Where to meet?

Clarion Congress & Hotel, Comet

Authors

Ken MacDonald, Associate Professor, University of Toronto at Scarborough, Department of Human Geography; kmacd@utsc.utoronto.ca.

Scott Prudham, Professor, University of Toronto, Department of Geography and Planning, and School of the Environment; scott.prudham@utoronto.ca.

Topic: Bounding Quality: Convention and the Qualification of Organic Production in Southern France

Abstracts

“The organic” is brought into being through boundary-work, the process of delineating and distinguishing not only practices of production but also the qualities of actors and the resulting products. This boundary work entails a process of qualification whereby the extrinsic and intrinsic qualities of wine are reified as forms of singularization. And yet the formation of boundaries through establishment of regulatory, social, ecological and sensory norms results from processes that are contested. And, like all boundaries, these are fluid — negotiated at the intersection of a politics of production, distribution and consumption. In this context, we argue for an understanding of the uptake of organic production (and consumption) that emphasizes process and context, situated within complex historical and institutional geographies. Understanding the emergence of “the organic” as a stable signifier requires substantive attention to these geographies as they constitute broader agronomic, regulatory and aesthetic norms.  In this paper, we explore the process of bounding ‘the organic’ through a close study of the region of Occitanie in southern France. This region has undergone significant agrarian transition and wine sector restructuring in recent decades, including a dynamic articulation of independent wine making at the household level and collective or cooperative vinification at the village scale that is refracted through a broader so-called “shift to quality” in regional wine production.
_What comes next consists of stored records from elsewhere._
Issue #853, opened 2018-02-23
RFC: Dev Tools support for persist, lock, pause


dummdidumm:
## I'm submitting a...

<pre><code>
[ ] Regression (a behavior that used to work and stopped working in a new release)
[ ] Bug report  
[x] Feature request
[ ] Documentation issue or request
</code></pre>

## What is the current behavior?
The redux dev tools extension has the following features which are not usable with ngrx at the moment:
- persist: If enabled, the state of the redux dev tools survive a full reload of the page. The persisted actions are fired against the initial state. This makes developing applications faster. Imagine you don't use HMR and have to fix something from the example application - every reload throws you back to the login page. With the persist feature, this would no longer be the case.
- lock/unlock: If locked, no new actions will get through to the reducer, the app is basically frozen. In combination with persist / HMR, this is a great developer experience when you want to focus on a specific feature with a specific number/order of actions.
- pause/unpause: If paused, the redux dev tools will not record the actions fired. The app will continue to work. Useful if you don't want to get spammed with lots of actions. When you unpause, the current state will be committed and recording is resumed.

Locking and pausing is explained in more details [here](https://medium.com/@zalmoxis/improve-your-development-workflow-with-redux-devtools-extension-f0379227ff83).

## Expected behavior:
Features also work with ngrx dev tools.

## Other information:
I'm willing to help with PRs.

MikeRyanDev:
I'm down with these changes for NgRx 6. I don't know enough about Redux's devtools to help implement these. Would you be able to make these changes @dummdidumm?

dummdidumm:
Sure, I'll look into it. The referenced PR is a first step to lay the groundwork for persist.

PR #855, opened 2018-02-24
State / Action sanitizer refactoring/bugfix + options fix

dummdidumm:
The new state / action sanitization feature added by #544 and #795 has a bug:

1. Start up example app and open redux dev tools
2. Open side drawer
3. Export state (file A) -> you can already see that sanitizedActionsById and actionsById doesn't line up
4. Import state (file A)
5. Export again (file B)
6. Import state (file B)
7. Error

This may now be an edge case, but, [if the persist feature would get implemented](https://github.com/ngrx/platform/issues/853) (which under the hood is basically export/import), it may occur very often.

This is because the redux devtools extension does not know about any sanitizedActionsById object and will not update that. But the ngrx devtools reducer relied on this getting updated. This PR moves the state / action sanitization out of the reducer into the DevtoolsExtension service. Now, the sanitization is done directly before passing the state updates to the redux devtools extension. This makes the code more clear and fixes that bug.

During this I noticed that the options object which is handed to the devtools extension on startup is different to the options object which is sent on a full state replacement. Fixed that, too.

No worries on the big added/removed lines count in the store.spec.ts btw, I only removed the now obsolete tests for sanitizedActionsById, but for some reason git made that into a "replaced the whole file"-commit.


modules/store-devtools/src/extension.ts
```diff
@@ -158,4 +175,65 @@ export class DevtoolsExtension {
...
+          return sanitizedActions;
+        },
+        <LiftedActions>{}
+      );
+    } else {
+      return actions;
+    }
+  }
+
+  private sanitizeAction(action: LiftedAction, actionIdx: number) {
```
brandonroberts: Pass the sanitizer as an argument instead of checking its presence from the config inside the function.

modules/store-devtools/src/extension.ts
```diff
@@ -158,4 +175,65 @@ export class DevtoolsExtension {
...
+    return this.config.actionSanitizer
+      ? {
+          ...action,
+          action: this.config.actionSanitizer(action.action, actionIdx),
+        }
+      : action;
+  }
+
+  private sanitizeStates(states: ComputedState[]) {
```
brandonroberts: Pass the sanitizer as an argument instead of checking its presence from the config inside the function.

modules/store-devtools/src/extension.ts
```diff
@@ -158,4 +175,65 @@ export class DevtoolsExtension {
...
+        state: this.sanitizeState(computedState.state, idx),
+        error: computedState.error,
+      }));
+    } else {
+      return states;
+    }
+  }
+
+  private sanitizeState(state: any, stateIdx: number) {
+    return this.config.stateSanitizer
```
brandonroberts: Pass the sanitizer as an argument instead of checking its presence from the config inside the function.

modules/store-devtools/src/extension.ts
```diff
@@ -158,4 +175,65 @@ export class DevtoolsExtension {
...
+      ? this.config.stateSanitizer(state, stateIdx)
+      : state;
+  }
+
+  private getExtensionConfig() {
+    const extensionOptions: ReduxDevtoolsExtensionConfig = {
```
brandonroberts: Pass the config as an argument instead of using it inside the function

brandonroberts:
These changes look reasonable to me. I left some comments on minor tweaks. I would also consider moving the sanitization functions to the `utils.ts` file

dummdidumm:
Thanks for the feedback! I added a commit implementing your suggestions.

brandonroberts:
Thanks!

We situate an understanding of the emergence of a powerful organic movement within this regional context through ethnographic and qualitative research at various sites of qualification, including cellars, vineyards, cooperatives, trade shows, wine tastings, and retail outlets. In doing so, we reveal how the extension of organic production and boundaries around “the organic” are stabilized in relation to complex socio-regional histories within specific locales.